Keuntungan hidroponik adalah tidak memerlukan pemupukan, tidak perlu pengolahan tanah, tidak perlu rotasi tanaman, tanpa tanaman pengganggu, hasil tinggi, tenaga kerja sedikit. Vertikultur merupakan budidaya tanaman pada lahan sempit. Jadi, dengan adanya konversi lahan akhir-akhir ini yang mengakibatkan berkurangnya lahan untuk pertanian, maka vertikultur dan hidroponik merupakan solusi yang tepat untuk diterapkan.
Pemuliaan tanaman merupakan ilmu yang mempelajari mengenai rekayasa tanaman. Contoh aplikasi ilmu ini adalah perakitan varietas padi tahan genangan air yang dilatarbelakangi oleh berkurangnya produktivitas padi karena banjir. Terus, perakitan cabai tahan penyakit antraknosa yang dilatarbelakangi dengan anjloknya produktivitas cabai karena penyakit tersebut yang menyebabkan harga cabai melonjak naik.

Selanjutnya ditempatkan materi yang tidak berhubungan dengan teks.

PR #3193, opened 2023-05-19
use risset in clel5, cleljust2, repnpcan

icecream17:
use risset to save axioms in clel5

In df-clel, the notation `A e. B` has already been seen before in two contexts: `x e. y` and df-clab `x e. { y | ph }`. cleljust covers the first case, so here cleljust2 covers the second case.

Sidenote: Using df-clab with benjub's definition of substitution, one can prove `x e. { y | T. }`, which when combined with df-clel, proves ax-6 without ax-6. Luckily, bj-dfclel already happens to depend on ax-6 (as well as the intended ax-8)

### DIFF
--- a/discouraged
+++ b/discouraged
@@ -14526,6 +14526,7 @@ New usage of "chub1i" is discouraged (18 uses).
 New usage of "chub2" is discouraged (14 uses).
 New usage of "chub2i" is discouraged (24 uses).
 New usage of "chunssji" is discouraged (0 uses).
+New usage of "clel5OLD" is discouraged (0 uses).
 New usage of "cleljustALT" is discouraged (0 uses).
 New usage of "cleljustALT2" is discouraged (0 uses).
 New usage of "clelsb3fOLD" is discouraged (0 uses).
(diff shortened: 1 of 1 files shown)


benjub:
> use risset to save axioms in clel5
> 
> In df-clel, the notation `A e. B` has already been seen before in two contexts: `x e. y` and df-clab `x e. { y | ph }`. cleljust covers the first case, so here cleljust2 covers the second case.
> 
> Sidenote: Using df-clab with benjub's definition of substitution, one can prove `x e. { y | T. }`, which when combined with df-clel, proves ax-6 without ax-6. Luckily, bj-dfclel already happens to depend on ax-6 (as well as the intended ax-8)

This is not exactly "luck": I gave some thought about these definitions before putting them in my mathbox.

As for your cleljust2: it should depend only on core axioms, and it depends on ax-10 ax-12 ax-13 only because of the equality theorem for df-sb. An equality theorem should rely in my opinion only on core axioms, like ~ bj-ssbequ. This is an argument in favor of df-ssb over df-sb.

wlammen (approved):

wlammen:
I suggest to move cleljust2 right before df-clel and reference it there, as was done with cleljust.

avekens (approved):

tirix (approved):

tirix:
> I suggest to move cleljust2 right before df-clel and reference it there, as was done with cleljust.

That remark makes a lot of sense but on the other hand this PR has been approved and waiting for 3 days.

Contoh lainnya adalah penciptaan melon berdaging tebal, cabai yang memiliki tingkat kepedasan 1000 kali lipat (sehingga kalau mau bikin sambel ga butuh banyak cabai, red.), padi tahan hama wereng, padi berproduktivitas tinggi (dengan semakin berkurangnya lahan pertanian di Indonesia, penanaman padi jenis ini patut diterapkan, red.), nanas yang memiliki tingkat kemanisan tinggi, dan masih banyak contoh lain yang bisa diaplikasikan dari ilmu ini. Sehingga melalui ilmu ini diharapkan akan bisa membantu dalam memecahkan permasalahan di masyarakat.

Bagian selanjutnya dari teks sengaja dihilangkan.